Albe-Fessard D, Sanderson P, Mavoungou R
Unité de Neurobiologie, Laboratoire de Physiologie de la Nutrition, I.N.R.A., Jouy-en-Josas, France.
Brain Res Bull. 1990 Feb;24(2):213-9. doi: 10.1016/0361-9230(90)90208-h.
Effects of changes in striatal neurone activity on substantia nigra (SN) unit activity were studied in rats. Striatal changes were produced by the spreading depression (STSD) induced by perfusing the head of striatum with 0.06 M KCl via a push-pull cannula.
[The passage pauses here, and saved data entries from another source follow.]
PR #6454, opened 2023-10-19
Adding emergency vllm latest release

oandreeva-nv:
vLLM's latest `emergency` release

### DIFF
--- a/build.py
+++ b/build.py
@@ -78,7 +78,7 @@ TRITON_VERSION_MAP = {
         "2023.0.0",  # Standalone OpenVINO
         "2.4.7",  # DCGM version
         "py310_23.1.0-1",  # Conda version
-        "0.2.1",  # vLLM version
+        "0.2.1.post1",  # vLLM version
     )
 }
 


dyastremsky (approved):

build.py
```diff
@@ -78,7 +78,7 @@
         "2023.0.0",  # Standalone OpenVINO
         "2.4.7",  # DCGM version
         "py310_23.1.0-1",  # Conda version
-        "0.2.1",  # vLLM version
+        "0.2.1.post1",  # vLLM version
```
mc-nv, line 81: I thought that the pip resolves `post` as an newer version of the package and this value is not need to be updated unless we wan't to stick with a specific one. 
Further more: 
```
docker run --rm -it python:3 bash
root@2f294ce14ad7:/# pip3 install vllm
Collecting vllm
  Downloading vllm-0.2.1.post1.tar.gz (132 kB)
```
or 
```
$ docker run --rm -it python:3 bash
root@36cb7753add5:/# pip install vllm==0.2.1
Collecting vllm==0.2.1
  Downloading vllm-0.2.1.tar.gz (132 kB)
  ```

oandreeva-nv: Unfortunately, we do specify version for `pip install vllm` [here](https://github.com/triton-inference-server/server/blob/328d51940c3402f3594bcab9c2c6155740cf043f/build.py#L1371), so it will not install `post1` release. 

And we specify the release version (I believe) for consistency (with tests especially)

In the medial part (caudate) striatal neurones are silent, with the arrival of STSD they exhibit a brief excitation coinciding with the onset of a slow wave of depolarisation in the extracellular steady potential. In the lateral part (putamen) striatal neurones are active, they undergo an arrest of their spontaneous activity for about 1 minute following the brief excitation. Antidromic activation of SN reticulata (SNr) neurones was attempted from the superior colliculus (SC). The majority of the 54 SNr neurones (96%) exhibited changes in firing rate during STSD. Ten neurones underwent brief single or repetitive changes of the same duration as the brief striatal excitation. Eight presented an initial brief change of activity followed by a longer duration inverse change in firing rate. Eighteen exhibited multiple brief changes followed by or superimposed on a long lasting decrease of firing rate and 50% of them were nigrotectal neurones. Sixteen neurones presented long duration biphasic changes in firing rate. Two SNr neurones and the 12 substantia nigra compacta (SNc) neurones studied were unaffected. Some neurones received both inhibitory and facilitatory striatal controls. In total thirty-nine neurones were inhibited and 47 facilitated, the origin of these effects from caudate and putamen are discussed. The excitatory action may be due to either a direct excitatory pathway or to a relayed effect of the inhibitory GABAergic pathway.